“But you’re always yourself again after.” I reached out, plucked the knife from the table, and offered it back to her, handle first. “Yes, when the fire comes upon you, you’re like the Grace of Victory crossed with the Demon of Death. But then it fades, and you’re Zaira again. The demon goes back in the cellar.”
“So far.” She stared at the knife for a moment, then took it from me and stabbed it right back into the table, with a grin that said, What are you going to do about it?
I tried again. “Suffice to say that if you ever need, well, a listening ear, or…” I trailed off, because Zaira’s shoulders were shaking with silent laughter.
“Or what? A hug?” She shook her head. “I’ve got a dog for that. Come on, Cornaro, we both need sleep. We’ve got to get up at a rat’s arse of an hour tomorrow.”
The stars still shone hard and bright in the black velvet sky when my boat stopped at the Mews to collect Zaira and her baggage. Several of the Mews windows glowed with warm light despite the predawn hour, mostly concentrated in one wing where they’d warded the quarantined people. Lucia had brought me reports that with hundreds of Falcons compelled to seek a way to retake the Mews and their Falconers equally compelled to assist them rather than sealing them, the Mews had to be on constant high alert even with all the mages locked up in training rooms specially shielded to contain magic.
Zaira waited for me at the docks, rubbing her eyes and grumbling at the hour; Terika stood at her shoulder, wrapped in a warm shawl against the winter night. But the third person waiting for us surprised me, sitting perched on top of a massive trunk with the moonlight reflected in the artifice glasses pushed back into her hair.
“Istrella?” I asked, as Lucia handed me out of the boat. “What are you doing here?”
“I’m coming with you,” she said, lifting her chin. “I volunteered to help defend Ardence, and the colonel agreed.”
I stared at her in horror. “But we’re going to war, Istrella. People are going to get killed.”

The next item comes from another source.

PR #173, opened 2026-08-19
Add opt-in web UI: browser access to the same interface over HTTP

### LINKED ISSUE #167: An option to host it locally and access it over the network
### Problem / motivation

I have a server(an old laptop) and I want to have this hosted over there so that I can access it over other devices on browser instead of using RDC everytime.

“And Ardence needs better wards and weaponry.” She started to cross her arms, the picture of determination, but then winced in pain and dropped the gesture. “It’s not as if I’m going into battle. I’ll stay in the garrison, away from any fighting. They need an artificer badly, and I’m one of the only ones available. And I even have experience with Ardence’s defenses and have some ideas already about how to improve them.”
I glanced at Zaira and Terika for support; Terika shook her head. “Don’t look at me. I tried arguing with the colonel, but she says that we have to send someone to reinforce Ardence’s defenses, and if Istrella wants to go…”
“I do.” The stubbornness in Istrella’s voice reminded me painfully of her brother. And that, in turn, made me suspicious.
“Istrella,” I said slowly, “this decision to come with us wouldn’t have anything to do with Marcello, would it?”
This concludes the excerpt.